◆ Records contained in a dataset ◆
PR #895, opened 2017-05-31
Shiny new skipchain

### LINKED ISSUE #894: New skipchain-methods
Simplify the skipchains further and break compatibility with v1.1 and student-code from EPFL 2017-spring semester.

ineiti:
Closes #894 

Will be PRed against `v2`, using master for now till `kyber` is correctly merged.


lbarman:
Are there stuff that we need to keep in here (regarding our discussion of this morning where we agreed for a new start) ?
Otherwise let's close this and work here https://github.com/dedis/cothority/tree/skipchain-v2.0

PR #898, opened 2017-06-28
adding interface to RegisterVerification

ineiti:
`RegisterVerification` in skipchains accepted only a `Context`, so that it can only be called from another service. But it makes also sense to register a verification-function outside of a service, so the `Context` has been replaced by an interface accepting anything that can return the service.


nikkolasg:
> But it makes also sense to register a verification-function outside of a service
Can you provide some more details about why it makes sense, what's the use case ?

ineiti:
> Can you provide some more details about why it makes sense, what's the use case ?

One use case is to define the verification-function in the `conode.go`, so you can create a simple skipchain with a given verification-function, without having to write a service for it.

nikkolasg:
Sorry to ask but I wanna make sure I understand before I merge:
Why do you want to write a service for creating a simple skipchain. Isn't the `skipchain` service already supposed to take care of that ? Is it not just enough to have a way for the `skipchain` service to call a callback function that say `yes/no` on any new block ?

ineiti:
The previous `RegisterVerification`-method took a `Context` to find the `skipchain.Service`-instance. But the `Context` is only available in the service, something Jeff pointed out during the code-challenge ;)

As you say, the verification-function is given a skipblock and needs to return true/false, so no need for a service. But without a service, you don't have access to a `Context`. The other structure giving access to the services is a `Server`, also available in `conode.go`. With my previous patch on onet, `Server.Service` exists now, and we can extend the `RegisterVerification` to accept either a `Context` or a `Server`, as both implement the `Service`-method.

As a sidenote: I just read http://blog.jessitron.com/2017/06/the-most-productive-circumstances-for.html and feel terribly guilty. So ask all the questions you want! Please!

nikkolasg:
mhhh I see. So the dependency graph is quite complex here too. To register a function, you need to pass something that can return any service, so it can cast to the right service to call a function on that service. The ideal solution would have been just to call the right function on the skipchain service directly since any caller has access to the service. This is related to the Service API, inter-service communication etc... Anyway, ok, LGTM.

◆ HOW TO COMPLETE THIS TASK ◆
Tally the lines of the data that contain the word "details", and give only that tally.

◆ ANSWER BOX ◆
2